* ASSIGNMENT *
Out of the listing below, copy every line that carries the string "opened".

* GIVEN RECORDS *
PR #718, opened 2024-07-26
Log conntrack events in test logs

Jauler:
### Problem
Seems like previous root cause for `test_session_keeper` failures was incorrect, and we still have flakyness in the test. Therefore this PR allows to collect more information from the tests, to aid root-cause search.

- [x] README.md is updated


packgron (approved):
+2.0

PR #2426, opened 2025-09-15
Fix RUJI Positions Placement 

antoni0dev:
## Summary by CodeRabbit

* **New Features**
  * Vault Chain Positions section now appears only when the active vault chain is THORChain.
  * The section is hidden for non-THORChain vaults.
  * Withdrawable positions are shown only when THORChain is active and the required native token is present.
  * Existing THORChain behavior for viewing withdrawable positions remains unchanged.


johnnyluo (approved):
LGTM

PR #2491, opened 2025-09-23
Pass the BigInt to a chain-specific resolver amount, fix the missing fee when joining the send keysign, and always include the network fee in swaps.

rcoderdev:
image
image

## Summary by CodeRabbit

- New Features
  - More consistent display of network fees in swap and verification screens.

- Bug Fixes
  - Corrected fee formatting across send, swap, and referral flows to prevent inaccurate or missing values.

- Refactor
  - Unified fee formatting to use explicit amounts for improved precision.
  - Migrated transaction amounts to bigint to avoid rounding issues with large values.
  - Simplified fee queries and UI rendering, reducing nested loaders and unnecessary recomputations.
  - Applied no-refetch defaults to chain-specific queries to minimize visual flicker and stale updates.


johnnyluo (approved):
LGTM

* REPLY *
PR #718, opened 2024-07-26
PR #2426, opened 2025-09-15
PR #2491, opened 2025-09-23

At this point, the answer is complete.